By DAVID ADAM
Herald-Whig Staff Writer
The dizzy spells came and went, but Brett Miller never paid them much attention.
Why should he? Miller, 29, a teacher and athletic director at Liberty High School, is young and in great shape. Yeah, sure, he'd get a little light-headed on occasion when he worked out, but after a few moments, he would be fine.
"When he would get light-headed, he would just sit down and catch his breath, and he'd be OK," Miller's wife, Lydia, said. "I sent him to a doctor a year and a half ago, and what we got was, ‘Drink more water and watch your diet.' "
During a ceremony before a home basketball game on Feb. 11 against Quincy Notre Dame, Miller was talking on the public address system when he started slurring his words. It was difficult for the packed crowd to ignore, but about 30 seconds after the incident, Miller claimed he was OK.
"Thinking back now, he was going slower than usual," Lydia said.
Another incident during a class on Feb. 13 caught the attention of Liberty students, and an appointment with a doctor was scheduled nine days later. But on Feb. 17, during another home basketball game against Pittsfield, Miller again slurred his words while reading Senior Night introductions. The official scorer seated next to Miller took the microphone away, and Tara Powell and Penny Hyer, two nurses attending the game, told Miller it was time to go to Blessing Hospital in Quincy.

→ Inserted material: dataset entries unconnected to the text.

PR #312, opened 2023-06-19
Edit for clarity

simonp0420:
The original wording can be confusing to a naïve reader.  For example, the phrase "Columns are usually of the same data type" sounds like it is saying that columns have a data type and this type is usually the same for all columns.  I think it is clearer to state that all the elements in a given column share the same data type.


rikhuijzer:
Thanks, Peter! I agree. It's clearer now

PR #319, opened 2023-11-25
ci: add dependabot

storopoli:
Also updates some old actions that were giving warnings on CI. Changes the runner machines to all be ubuntu-latest which is the latest LTS ubuntu.

### DIFF
--- a/.github/dependabot.yml
+++ b/.github/dependabot.yml
@@ -1,0 +1,6 @@
+version: 2
+updates:
+  - package-ecosystem: "github-actions"
+    directory: "/"
+    schedule:
+      interval: daily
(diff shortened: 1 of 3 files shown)


.github/dependabot.yml
```diff
@@ -0,0 +1,6 @@
+version: 2
+updates:
+  - package-ecosystem: "github-actions"
+    directory: "/"
+    schedule:
+      interval: daily
```
rikhuijzer, line 6:
```suggestion
      interval: weekly
```

rikhuijzer (approved):
Thanks for looking into this!

.github/dependabot.yml
storopoli: Yes, daily is overkill

Issue #321, opened 2023-11-25
CI: Upload PDF as the CI Artifact


storopoli:
We have no idea if the PDF generated on CI is valid, this would be a good idea.

PR #322, opened 2023-11-25
Provide PDF artifact in PR

rikhuijzer:
Fixes https://github.com/JuliaDataScience/JuliaDataScience/issues/321.

I'm still debugging so feel free to unsubscribe.


storopoli:
Yak shaving. I think that the feature is correctly implemented and it works.
Only that the PDF is not building!

storopoli (approved):
it works!

PR #1323, opened 2021-09-02
fixed issue with clipping dropdown in modal window, EECORE-1344

### LINKED ISSUE #1309: Dropdown clipped on modal
The dropdown menu of folders is clipped by modal wrapper when there's no files enough to make it greater.

We need to remove `overflow: hidden;` from `common.css`, or to add a `min-height` to it.

image

Yulyaswan:
resolves #1309


intoeetive:
Just noting that this needs to be tested on all kinds on modals that we have (including triggered from other fields like RTE etc) on desktops and mobiles

intoeetive (dismissed):

intoeetive (approved):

"I kept telling them, no, I'm not going," Miller said. "I was fine. The spell was done, but they made me go."
"We were sitting in the emergency room, just joking and laughing," Lydia said. "I would have never guessed in a million years what was coming."
An MRI revealed a "grapefruit-sized" tumor on the left side of Miller's brain.
"I knew I have a big head, but it's like, that's huge," he said. "How can that big of a tumor be in my head?"
Two days later, the Millers, their 14-month-old daughter Malena and several family members were on their way for a quiet 5-hour ride to the Mayo Clinic in Rochester, Minn. Doctors there determined the tumor was slow growing, non-aggressive and likely had been there for several years, possibly since birth.
Surgery on Feb. 24 removed 80 to 90 percent of the tumor. Doctors told him he will never get rid of all of the tumor, but six weeks of daily radiation treatments at Barnes Jewish Hospital in St. Louis starting in mid-May are designed to kill the cells and keep it from growing. Miller's quality of life is not expected to be affected.
Within hours of the surgery, Miller was walking laps around the hospital. He returned to Quincy on Feb. 27, and he says he has family members keeping an eye on him to prevent him from doing too much. He can't lift his daughter until April 6, which is equally difficult for Malena and her dad.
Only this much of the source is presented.